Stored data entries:
PR #175, opened 2025-01-21
CASSSIDECAR-189: Fix SidecarSchema stuck at initialization due to ClusterLeaseTask scheduling

yifan-c:
Patch by Yifan Cai; Reviewed by TBD for CASSSIDECAR-189

### DIFF
--- a/server/src/main/java/org/apache/cassandra/sidecar/config/KeyStoreConfiguration.java
+++ b/server/src/main/java/org/apache/cassandra/sidecar/config/KeyStoreConfiguration.java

Task directions | Write out every entry above, word for word.

Output of the exercise |
PR #175, opened 2025-01-21
CASSSIDECAR-189: Fix SidecarSchema stuck at initialization due to ClusterLeaseTask scheduling

yifan-c:
Patch by Yifan Cai; Reviewed by TBD for CASSSIDECAR-189

### DIFF
--- a/server/src/main/java/org/apache/cassandra/sidecar/config/KeyStoreConfiguration.java
+++ b/server/src/main/java/org/apache/cassandra/sidecar/config/KeyStoreConfiguration.java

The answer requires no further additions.